What happened next reads like a scene from a play. Edith went to see Alix at Marlborough House. She was accompanied by her friend Lord Alington and Lord Randolph Churchill, who made himself exceedingly unpleasant, demanding that Alix put pressure on Bertie to dissuade Joe from divorce, and talking threateningly about “means at his disposal” that he was determined to use to prevent the case from coming to court. Bertie had written letters to Edith, said Randolph, “of the most compromising character.” He had shown them to the solicitor general, who had given his opinion that if they ever came before the public, the Prince of Wales “would never sit on the throne of England.”‖28
A shaken Alix confided in Bertie’s former comptroller, old Sir William Knollys. While she was discussing the bruising interview she had endured with Randolph, her friend and cousin Mary, Duchess of Teck, was announced.a Quick as a flash, Alix invented a white lie, telling Mary that she had misheard when the footman announced that Edith Aylesford had called, and agreed to see her under the impression that it was her friend Lady Ailesbury.29 Though this story gained credence, it seems likely that Alix, in defiance of Bertie’s command, had in fact prearranged Edith’s visit.b
Meanwhile, Alix’s subterfuge succeeded. She asked her cousin for advice as to how to limit the damage, and Mary knew exactly what to do: “Order your carriage at once, go straight to the Queen and tell her precisely what has happened.
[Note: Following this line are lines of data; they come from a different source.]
PR #808, opened 2021-03-09
refactor: remove duplication in grpc transport init

busunkim96:
Remove duplication in the `grpc` and `grpc_asyncio` transport `__init__`s.

Changes:
- rely on the base transport to set the host (adding `:443` if it doesn't exist), credential, and scopes (user scopes vs. `self.AUTH_SCOPES`).
- only have one call to `create_channel`

No behavior changes are intended.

She will understand and entirely excuse you from any indiscretion. It will be in the Court Circular that you were with the Queen today and any comment will be silenced.”30 Sir William Knollys agreed. “Her Royal Highness is giving very good advice. Pray follow it at once.”31
So Alix ordered a carriage for Buckingham Palace and told the Queen the story of her interview with the odious Randolph. The visit to the palace was duly reported in the Times Court Circular.32 Victoria was sympathetic. She knew all about the scandal already, and she thought it “unpardonable” to drag Alix into it. “Her dear name should never have been mixed up with such people.… Those Williamses are a bad family.”33
Bertie, meanwhile, was steaming home from India on board the Serapis. By the time the news of Randolph’s bursting in on Alix reached him (28 March), he was staying at Cairo in the khedive’s palace. In a rage, he dispatched Lord Charles Beresford in the royal yacht Osborne to England with a letter to Lord Hardwicke, the Master of the Buck Hounds. Evidently “written under great excitement,” the prince’s letter called for “a hostile meeting” with Randolph—in other words, a duel.34 Churchill’s response was superbly insolent. He apologized for approaching the princess on so painful a subject, but “this is the only apology which circumstances warrant my offering.” He refused to apologize to the prince; and with regard to Bertie’s challenge to a duel, he was crushing: “No one knows better than HRH the P[rince] of Wales that a meeting between himself and L[or]d R. C. is definitely out of the question. Please convey this to HRH.”35
The idea that Alix had hitherto been sheltered from all unpleasantness was a romantic fiction; it cannot have come as surprise to her to learn that Bertie had conducted a flirtation with Edith Aylesford. But by confronting her with evidence in the shape of Bertie’s letters, Randolph Churchill had torn away the veil and forced her to confront the painful fact that her husband was repeatedly and publicly unfaithful. With brutal accuracy, Randolph had skewered the web of lies and deceit that Bertie had woven around his marriage. While her husband was away in India, Alix had poured out page after page of longing for “my angel Bertie” in her letters to Minnie, and no doubt she wrote like that to Bertie, too.36 Now not even Alix, whose capacity for self-deception seems almost unlimited, could still cling to the belief that her Bertie really was an angel.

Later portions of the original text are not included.